PR #1194, opened 2016-02-10
Default batch size 1000 for batchInsert and validate batch size parameter to be > 0

### LINKED ISSUE #1113: Slow bulk inserts + possible beginnings of a solution
First off, thank you for this amazing library.  I went through about 3 different database libraries for Node and I'm totally sold on KnexJS!

I have toyed around with this for a small while because I was experiencing slow behavior trying to use knex.insert() with a large array in PostgreSQL.  For inserting about 40,000 rows, my program was not running to completion even after waiting for about 10 minutes.  However, I wrote a hacky version of insert that doesn't use PostgreSQL bind variables, and this seems to go a lot faster.  I haven't done a lot more testing or research, but wanted to bring this up in case anyone else had run into this/has more information.  

This is function I wrote that seems to do bulk inserts much faster.  Not suggesting we actually use this (lots of problems with it), but more as a reference: https://gist.github.com/saikat/a5424c23ba29e9e13589

As an anecdotal piece of information, Sequelize seems to be really fast on bulkCreate.  It could be useful to see what they are doing.

elhigu:
Kind of fixes #1113

### DIFF
--- a/src/util/make-knex.js
+++ b/src/util/make-knex.js
@@ -35,7 +35,7 @@ module.exports = function makeKnex(client) {
     },
 
     batchInsert: function(table, batch, chunkSize) {
-      chunkSize = _.isNumber(chunkSize) ? chunkSize : 1;
+      chunkSize = (_.isNumber(chunkSize) && chunkSize > 0) ? chunkSize : 1000;
 
       return this.transaction((tr) => {
 
@@ -44,11 +44,9 @@ module.exports = function makeKnex(client) {
             batch = _.chunk(batch, chunkSize)
           }
 
-          Promise.all(batch.map((items) => {
+          return Promise.all(batch.map((items) => {
             return tr(table).insert(items)
-          }))
-          .then(tr.commit)
-          .catch(tr.rollback)
+          }));
         })
     },
 
--- a/index.html
+++ b/index.html
@@ -2275,7 +2275,7 @@ knex.select('e.lastname', 'e.salary', subcolumn)
 
     <p>The <tt>batchInsert</tt> utility will insert a batch of rows wrapped inside a transaction (which is automatically created), at a given <tt>chunkSize</tt>.</p>
     <p>It's primarily designed to be used when you have thousands of rows to insert into a table.</p>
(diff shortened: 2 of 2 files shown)


wubzz:
The default is also listed in the index.html.

elhigu:
Good catch, updating...

src/util/make-knex.js
```diff
@@ -35,7 +35,7 @@ module.exports = function makeKnex(client) {
     },
 
     batchInsert: function(table, batch, chunkSize) {
-      chunkSize = _.isNumber(chunkSize) ? chunkSize : 1;
+      chunkSize = (_.isNumber(chunkSize) && chunkSize > 0) ? chunkSize : 1000;
```
rhys-vdw: I think this should really throw `TypeError` if a non-number is supplied.

rhys-vdw: Or negative.

elhigu: @rhys-vdw yep, I was thinking about it, but felt lazy to implement it in this pull request. I'll add another for that.

src/util/make-knex.js
```diff
@@ -44,11 +44,9 @@ module.exports = function makeKnex(client) {
             batch = _.chunk(batch, chunkSize)
           }
 
-          Promise.all(batch.map((items) => {
+          return Promise.all(batch.map((items) => {
             return tr(table).insert(items)
-          }))
-          .then(tr.commit)
-          .catch(tr.rollback)
+          }));
```
jshjohnson, line 49: Why was the commit/rollback lines removed here? Since upgrading the version `0.95.11`, all `batchInsert` calls are hanging and I think this may be why

kibertoad: Good catch, I'll take a look.

kibertoad: @jshjohnson Having checked the code and the tests, I believe that code behaves correctly. Autocommit/autorollback happens when no explicit transaction is passed, and when explicit transaction is passed, knex should not be committing automatically, because user might want to perform some additional actions within the same transaction. Hence commit or rollback need to be invoked explicitly on that transaction by the user.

#### TRY IT
Your answer should be the material, retyped exactly as written.

#### RESPONSE
PR #1194, opened 2016-02-10
Default batch size 1000 for batchInsert and validate batch size parameter to be > 0

### LINKED ISSUE #1113: Slow bulk inserts + possible beginnings of a solution
First off, thank you for this amazing library.  I went through about 3 different database libraries for Node and I'm totally sold on KnexJS!

I have toyed around with this for a small while because I was experiencing slow behavior trying to use knex.insert() with a large array in PostgreSQL.  For inserting about 40,000 rows, my program was not running to completion even after waiting for about 10 minutes.  However, I wrote a hacky version of insert that doesn't use PostgreSQL bind variables, and this seems to go a lot faster.  I haven't done a lot more testing or research, but wanted to bring this up in case anyone else had run into this/has more information.  

This is function I wrote that seems to do bulk inserts much faster.  Not suggesting we actually use this (lots of problems with it), but more as a reference: https://gist.github.com/saikat/a5424c23ba29e9e13589

As an anecdotal piece of information, Sequelize seems to be really fast on bulkCreate.  It could be useful to see what they are doing.

elhigu:
Kind of fixes #1113

### DIFF
--- a/src/util/make-knex.js
+++ b/src/util/make-knex.js
@@ -35,7 +35,7 @@ module.exports = function makeKnex(client) {
     },
 
     batchInsert: function(table, batch, chunkSize) {
-      chunkSize = _.isNumber(chunkSize) ? chunkSize : 1;
+      chunkSize = (_.isNumber(chunkSize) && chunkSize > 0) ? chunkSize : 1000;
 
       return this.transaction((tr) => {
 
@@ -44,11 +44,9 @@ module.exports = function makeKnex(client) {
             batch = _.chunk(batch, chunkSize)
           }
 
-          Promise.all(batch.map((items) => {
+          return Promise.all(batch.map((items) => {
             return tr(table).insert(items)
-          }))
-          .then(tr.commit)
-          .catch(tr.rollback)
+          }));
         })
     },
 
--- a/index.html
+++ b/index.html
@@ -2275,7 +2275,7 @@ knex.select('e.lastname', 'e.salary', subcolumn)
 
     <p>The <tt>batchInsert</tt> utility will insert a batch of rows wrapped inside a transaction (which is automatically created), at a given <tt>chunkSize</tt>.</p>
     <p>It's primarily designed to be used when you have thousands of rows to insert into a table.</p>
(diff shortened: 2 of 2 files shown)


wubzz:
The default is also listed in the index.html.

elhigu:
Good catch, updating...

src/util/make-knex.js
```diff
@@ -35,7 +35,7 @@ module.exports = function makeKnex(client) {
     },
 
     batchInsert: function(table, batch, chunkSize) {
-      chunkSize = _.isNumber(chunkSize) ? chunkSize : 1;
+      chunkSize = (_.isNumber(chunkSize) && chunkSize > 0) ? chunkSize : 1000;
```
rhys-vdw: I think this should really throw `TypeError` if a non-number is supplied.

rhys-vdw: Or negative.

elhigu: @rhys-vdw yep, I was thinking about it, but felt lazy to implement it in this pull request. I'll add another for that.

src/util/make-knex.js
```diff
@@ -44,11 +44,9 @@ module.exports = function makeKnex(client) {
             batch = _.chunk(batch, chunkSize)
           }
 
-          Promise.all(batch.map((items) => {
+          return Promise.all(batch.map((items) => {
             return tr(table).insert(items)
-          }))
-          .then(tr.commit)
-          .catch(tr.rollback)
+          }));
```
jshjohnson, line 49: Why was the commit/rollback lines removed here? Since upgrading the version `0.95.11`, all `batchInsert` calls are hanging and I think this may be why

kibertoad: Good catch, I'll take a look.

kibertoad: @jshjohnson Having checked the code and the tests, I believe that code behaves correctly. Autocommit/autorollback happens when no explicit transaction is passed, and when explicit transaction is passed, knex should not be committing automatically, because user might want to perform some additional actions within the same transaction. Hence commit or rollback need to be invoked explicitly on that transaction by the user.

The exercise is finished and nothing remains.